## Input

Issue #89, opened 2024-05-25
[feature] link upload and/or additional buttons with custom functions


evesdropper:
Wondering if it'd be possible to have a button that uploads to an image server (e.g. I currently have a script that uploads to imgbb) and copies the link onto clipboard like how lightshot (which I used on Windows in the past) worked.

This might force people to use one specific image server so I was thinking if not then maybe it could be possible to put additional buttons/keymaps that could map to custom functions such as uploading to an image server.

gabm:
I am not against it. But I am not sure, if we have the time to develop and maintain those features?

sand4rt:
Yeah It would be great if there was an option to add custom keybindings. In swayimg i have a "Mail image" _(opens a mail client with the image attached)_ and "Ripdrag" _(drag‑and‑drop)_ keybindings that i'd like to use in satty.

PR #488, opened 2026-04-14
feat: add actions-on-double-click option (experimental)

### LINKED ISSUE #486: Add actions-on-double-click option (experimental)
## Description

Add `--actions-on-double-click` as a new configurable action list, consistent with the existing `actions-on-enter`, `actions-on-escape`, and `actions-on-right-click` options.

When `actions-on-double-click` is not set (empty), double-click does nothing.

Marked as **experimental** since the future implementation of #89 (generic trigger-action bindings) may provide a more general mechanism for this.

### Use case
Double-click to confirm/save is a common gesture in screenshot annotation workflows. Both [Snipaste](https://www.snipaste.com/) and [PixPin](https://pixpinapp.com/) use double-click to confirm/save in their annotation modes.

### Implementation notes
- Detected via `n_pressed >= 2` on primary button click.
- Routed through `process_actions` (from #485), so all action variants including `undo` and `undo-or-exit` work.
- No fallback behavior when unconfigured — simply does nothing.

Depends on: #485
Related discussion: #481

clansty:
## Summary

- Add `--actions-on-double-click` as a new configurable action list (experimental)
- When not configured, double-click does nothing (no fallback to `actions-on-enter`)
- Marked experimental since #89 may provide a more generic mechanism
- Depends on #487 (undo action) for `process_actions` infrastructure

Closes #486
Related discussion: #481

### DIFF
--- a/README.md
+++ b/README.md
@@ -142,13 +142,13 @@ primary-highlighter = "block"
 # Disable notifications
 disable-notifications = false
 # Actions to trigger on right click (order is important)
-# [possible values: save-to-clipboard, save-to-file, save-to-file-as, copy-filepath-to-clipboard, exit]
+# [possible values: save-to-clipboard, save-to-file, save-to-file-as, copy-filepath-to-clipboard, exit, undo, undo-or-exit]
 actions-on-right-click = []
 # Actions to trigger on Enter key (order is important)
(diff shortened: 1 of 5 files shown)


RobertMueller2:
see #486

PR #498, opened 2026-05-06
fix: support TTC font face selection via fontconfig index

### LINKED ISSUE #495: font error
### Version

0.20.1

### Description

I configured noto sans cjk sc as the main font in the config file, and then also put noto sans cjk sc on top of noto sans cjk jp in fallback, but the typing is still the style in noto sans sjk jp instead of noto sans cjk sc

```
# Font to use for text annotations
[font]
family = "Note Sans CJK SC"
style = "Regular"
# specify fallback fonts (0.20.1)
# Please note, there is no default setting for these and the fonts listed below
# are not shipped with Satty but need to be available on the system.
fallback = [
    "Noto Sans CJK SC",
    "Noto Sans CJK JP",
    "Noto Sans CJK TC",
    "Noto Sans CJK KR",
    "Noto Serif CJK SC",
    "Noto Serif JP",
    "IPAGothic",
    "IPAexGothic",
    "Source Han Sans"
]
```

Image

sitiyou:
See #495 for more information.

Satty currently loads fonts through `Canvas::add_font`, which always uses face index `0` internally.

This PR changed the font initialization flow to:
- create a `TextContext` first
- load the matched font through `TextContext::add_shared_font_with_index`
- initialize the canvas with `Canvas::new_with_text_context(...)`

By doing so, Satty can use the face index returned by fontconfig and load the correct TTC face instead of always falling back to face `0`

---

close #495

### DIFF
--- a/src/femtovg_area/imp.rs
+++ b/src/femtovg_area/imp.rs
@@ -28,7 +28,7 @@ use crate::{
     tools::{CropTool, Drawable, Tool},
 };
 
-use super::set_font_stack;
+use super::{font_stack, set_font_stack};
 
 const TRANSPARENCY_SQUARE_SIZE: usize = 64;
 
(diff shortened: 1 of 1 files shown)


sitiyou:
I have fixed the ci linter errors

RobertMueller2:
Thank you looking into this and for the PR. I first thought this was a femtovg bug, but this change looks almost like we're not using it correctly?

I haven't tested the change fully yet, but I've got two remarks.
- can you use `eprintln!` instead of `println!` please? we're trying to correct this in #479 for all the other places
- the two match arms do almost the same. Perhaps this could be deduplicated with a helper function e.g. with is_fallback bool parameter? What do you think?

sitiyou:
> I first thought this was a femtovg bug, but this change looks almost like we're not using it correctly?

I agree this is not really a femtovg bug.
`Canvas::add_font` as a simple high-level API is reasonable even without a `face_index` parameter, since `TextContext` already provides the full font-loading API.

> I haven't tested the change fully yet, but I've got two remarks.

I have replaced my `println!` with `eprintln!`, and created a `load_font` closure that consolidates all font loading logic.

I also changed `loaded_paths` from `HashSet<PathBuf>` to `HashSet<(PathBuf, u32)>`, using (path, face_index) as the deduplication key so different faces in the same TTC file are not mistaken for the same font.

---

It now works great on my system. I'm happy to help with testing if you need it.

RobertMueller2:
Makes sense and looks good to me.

## Problem details
Take from the listing above each line that contains the string "exit".

## Exercise solution
- Routed through `process_actions` (from #485), so all action variants including `undo` and `undo-or-exit` work.
-# [possible values: save-to-clipboard, save-to-file, save-to-file-as, copy-filepath-to-clipboard, exit]
+# [possible values: save-to-clipboard, save-to-file, save-to-file-as, copy-filepath-to-clipboard, exit, undo, undo-or-exit]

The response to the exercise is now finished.